Here is the agent and model code:

class Agent:
    def __init__(self, gamma, epsilon, lr, input_dims, batch_size, n_actions,
                 max_mem_size=100000, eps_end=0.05, eps_dec=5e-4):
        self.gamma = gamma
        self.epsilon = epsilon
        self.eps_min = eps_end
        self.eps_dec = eps_dec
        self.lr = lr
        self.action_space = [i for i in range(n_actions)]
        self.mem_size = max_mem_size
        self.batch_size = batch_size
        self.mem_cntr = 0
        self.iter_cntr = 0
        self.replace_target = 100

        self.Q_eval = DeepQNetwork(lr, n_actions=n_actions,
                                   input_dims=input_dims,
                                   fc1_dims=256, fc2_dims=256)
        self.state_memory = np.zeros((self.mem_size, *input_dims), dtype=np.float32)
        self.new_state_memory = np.zeros((self.mem_size, *input_dims), dtype=np.float32)
        self.action_memory = np.zeros(self.mem_size, dtype=np.int32)
        self.reward_memory = np.zeros(self.mem_size, dtype=np.float32)
        self.terminal_memory = np.zeros(self.mem_size, dtype=np.bool)

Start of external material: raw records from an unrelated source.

PR #121, opened 2018-07-25
implement Action conditions

### LINKED ISSUE #105: [launch] add concept of Conditions
The concept of a "Condition" is a predicate that applies to certain kinds of entities like (but not exclusively) `launch.Action`.

This is the equivalent of `if` and `unless` attributes in `roslaunch` from ROS 1:

https://wiki.ros.org/roslaunch/XML#if_and_unless_attributes

The proposed `launch.Condition` would:

- take a predicate which would be a list of substitutions
- convert the list of substitutions into a string when the associated entity is visited
- evaluate the resulting predicate string for true/false

There could be sub classes for convenience like `launch.IfCondition` and `launch.UnlessCondition`.

Conditions will need to be part of the interface of any entity which can be affected by them (i.e. either `Action` or `LaunchDescriptionEntity` should have a `condition` argument to the constructor.

One thing I haven't decided on is how to combine multiple conditions, the options are:

- only ever take one condition, require compound conditions to be evaluated with `Substitution`s like `launch.substitutions.PythonExpression`
- take a list of conditions, and do a boolean 'and' across all of them
- take only one condition, but have additional convenience classes based on `Condition`, like `CompoundCondition` or `AndCondition`/`OrCondition`.

wjwwood:
This fixes #105 by adding a Condition class, making Actions take them and evaluate them as the predicate for "executing" the action, and adding the `IfCondition` and `UnlessCondition` classes which can operate on `Substitution` classes.

See #105 for more design details and conceptual information. The idea that actions can be conditionally executed with a `Condition` is also in the architecture document (in the `doc` folder).

### DIFF
--- a/launch/launch/actions/execute_process.py
+++ b/launch/launch/actions/execute_process.py
@@ -29,6 +29,7 @@ from typing import Iterable
 from typing import List
 from typing import Optional
 from typing import Text
+from typing import Tuple  # noqa: F401
 
 from osrf_pycommon.process_utils import async_execute_process
 from osrf_pycommon.process_utils import AsyncSubprocessProtocol
@@ -161,7 +162,7 @@ class ExecuteProcess(Action):
         super().__init__(**kwargs)
         self.__cmd = [normalize_to_list_of_substitutions(x) for x in cmd]
         self.__cwd = cwd if cwd is None else normalize_to_list_of_substitutions(cwd)
-        self.__env = None  # type: Optional[Dict[List[Substitution], List[Substitution]]]
+        self.__env = None  # type: Optional[List[Tuple[List[Substitution], List[Substitution]]]]
         if env is not None:
             self.__env = []
             for key, value in env.items():
--- a/launch/launch/actions/execute_process.py
+++ b/launch/launch/actions/execute_process.py
@@ -71,16 +71,20 @@ class ExecuteProcess(Action):
     """Action that begins executing a process and sets up event handlers for the process."""
 
     def __init__(
-        self, *,
+        self,
+        *,
         cmd: Iterable[SomeSubstitutionsType],
         cwd: Optional[SomeSubstitutionsType] = None,
         env: Optional[Dict[SomeSubstitutionsType, SomeSubstitutionsType]] = None,
         shell: bool = False,
-        sigterm_timeout: SomeSubstitutionsType = LaunchConfiguration('sigterm_timeout', default=5),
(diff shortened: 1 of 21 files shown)


wjwwood:
CI (`launch` and `launch_ros` only):

* Linux [Build Status](http://ci.ros2.org/job/ci_linux/4951/)
* Linux-aarch64 [Build Status](http://ci.ros2.org/job/ci_linux-aarch64/1771/)
* macOS [Build Status](http://ci.ros2.org/job/ci_osx/4110/)
* Windows [Build Status](http://ci.ros2.org/job/ci_windows/4967/)

wjwwood:
New CI after fixing flake8 issue:

* Linux [Build Status](http://ci.ros2.org/job/ci_linux/4958/)
* Linux-aarch64 [Build Status](http://ci.ros2.org/job/ci_linux-aarch64/1778/)
* macOS [Build Status](http://ci.ros2.org/job/ci_osx/4118/)
* Windows [Build Status](http://ci.ros2.org/job/ci_windows/4974/)

mjcarroll:
This is the first time I've seem PEP484 in the wild, pretty nifty.

launch/launch/actions/execute_process.py
```diff
@@ -29,6 +29,7 @@
 from typing import List
 from typing import Optional
 from typing import Text
+from typing import Tuple  # noqa: F401
```
mjcarroll: Why is F401 needed here, looks like you are using Tuple?

wjwwood: Because we have to support python 3.5, we cannot use the type annotation for member variables syntax which was added in 3.6. So we use the type comment, which is the only place I use Tuple. So flake8 doesn’t count that as using it so I suppressed the unused import warning.

wjwwood: Because we have to support python 3.5, we cannot use the type annotation for member variables syntax which was added in 3.6. So we use the type comment, which is the only place I use Tuple. So flake8 doesn’t count that as using it so I suppressed the unused import warning.

wjwwood:
There is no example using it yet. I have a couple of related features (all part of “include another launch file into a namespace”) which I wanted to finish before updating or adding new examples.

wjwwood:
I really like the type annotations. I would use them everywhere but I caught at least ten to fifteen errors while writing the code before even running my tests.

wjwwood:
Would not*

    def store_transition(self, state, action, reward, state_, terminal):
        index = self.mem_cntr % self.mem_size
        self.state_memory[index] = state
        self.new_state_memory[index] = state_
        self.reward_memory[index] = reward
        self.action_memory[index] = action
        self.terminal_memory[index] = terminal

        self.mem_cntr += 1

    def choose_action(self, observation):
        if np.random.random() > self.epsilon:
            state = T.tensor([observation]).to(self.Q_eval.device)
            actions = self.Q_eval.forward(state)
            action = T.argmax(actions).item()
        else:
            action = np.random.choice(self.action_space)

        return action

    def learn(self):
        if self.mem_cntr < self.batch_size:
            return

        self.Q_eval.optimizer.zero_grad()

        max_mem = min(self.mem_cntr, self.mem_size)

        batch = np.random.choice(max_mem, self.batch_size, replace=False)
        batch_index = np.arange(self.batch_size, dtype=np.int32)

        state_batch = T.tensor(self.state_memory[batch]).to(self.Q_eval.device)
        new_state_batch = T.tensor(
                self.new_state_memory[batch]).to(self.Q_eval.device)
        action_batch = self.action_memory[batch]
        reward_batch = T.tensor(
                self.reward_memory[batch]).to(self.Q_eval.device)
        terminal_batch = T.tensor(
                self.terminal_memory[batch]).to(self.Q_eval.device)

        q_eval = self.Q_eval.forward(state_batch)[batch_index, action_batch]
        q_next = self.Q_eval.forward(new_state_batch)
        q_next[terminal_batch] = 0.0

        q_target = reward_batch + self.gamma*T.max(q_next, dim=1)[0]

        loss = self.Q_eval.loss(q_target, q_eval).to(self.Q_eval.device)
        loss.backward()
        self.Q_eval.optimizer.step()

        self.iter_cntr += 1
        self.epsilon = self.epsilon - self.eps_dec \
            if self.epsilon > self.eps_min else self.eps_min

I don’t understand what seems to be the issue particularly. If the issue is in the model or my observation space? If it is in obs_space then why does the code run for sometime and then crashes? If anyone can assist, it would be highly appreciated!